▸ **TASK GOAL**:
Each line of the records below that holds "True" should be returned.

▸ **EXERCISE MATERIALS**:
PR #82, opened 2020-06-03
add `attributes` view helper

hendi:
This works similar to the `classes` helper already present and allows hsx code like this:

```haskell
button :: Text -> Text -> Bool -> Bool -> Html
button label target isPrimary isEnabled = [hsx|
        <a href="{target}"
           class={classes ["btn", ("btn-primary", isPrimary), ("disabled", not isEnabled)]}
           {attributes [("role", "button")] [("disabled", not isEnabled)]}
        >
            {label}
        </a>
    |]
```

### DIFF
--- a/IHP/ViewSupport.hs
+++ b/IHP/ViewSupport.hs
@@ -47,6 +47,7 @@ import Text.Blaze.Html5.Attributes as A
 import qualified IHP.ControllerSupport as ControllerSupport
 import qualified IHP.Controller.Session as Session
 import IHP.HtmlSupport.QQ (hsx)
+import Data.Text (concat)
 
 type HtmlWithContext context = (?viewContext :: context) => Html5.Html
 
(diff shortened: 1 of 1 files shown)


IHP/ViewSupport.hs
```diff
@@ -111,6 +112,47 @@ classes !classNameBoolPairs =
...
+    attrNameValue =
+        attrNameValuePairs
+        |> map (\nv -> Data.Text.concat [fst nv, "=", show $ snd nv])
+
+    attrName =
+        attrNameBoolPairs
+        |> filter snd
+        |> map fst
+    in
+        unwords $ attrNameValue <> attrName
```
mpscholten, line 152: I think this approach will introduce XSS problems because the attribute value might be supplied by user input. We would need to use [the blaze html `attribute` function](https://hackage.haskell.org/package/blaze-html-0.9.1.2/docs/src/Text.Blaze.Html5.Attributes.html#alt) to make it safe.

But then this function will need to return `[Attribute]` which then cannot be used like `<a {attributes [] []}>`. 

**Here are two possible solutions:**

For use cases like `disabled` or `hidden` we should IMO support boolean attribute values.  This is what you [would expect to work when coming from react's JSX](https://stackoverflow.com/a/29103418).

Then we can just write:

```html
<a role="button" hidden={True}>
```

which is a lot more clean than:

```
<a {attributes [("role", "button")] [("hidden", True)]}>
```

For this change, we would need to update the HSX compiler here: https://github.com/digitallyinduced/ihp/blob/master/IHP/HtmlSupport/QQ.hs#L118

---

Another solution for more dynamic use cases:

[In HSX we already have the following syntax](https://github.com/digitallyinduced/ihp/blob/master/IHP/HtmlSupport/Parser.hs#L76): 
```haskell
let x :: [Attributes] = ... in [hsx|<a {...x}></a>|]
```
(the syntax is implemented / reservered for future use, but the compiler part is missing, so this might fail to compile).

Maybe we can reuse this syntax to allow for:
```haskell
<a
    role="button"
    {...[ ("data-" <> getSomeString, "some-value") ]}
>
```

This is also inspired by JSX syntax.

hendi: Good ideas, `<a href="#" hidden={False} {...[("role", role)]}>` looks much cleaner indeed!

▸ **RESPONSE BOX**:
<a role="button" hidden={True}>
<a {attributes [("role", "button")] [("hidden", True)]}>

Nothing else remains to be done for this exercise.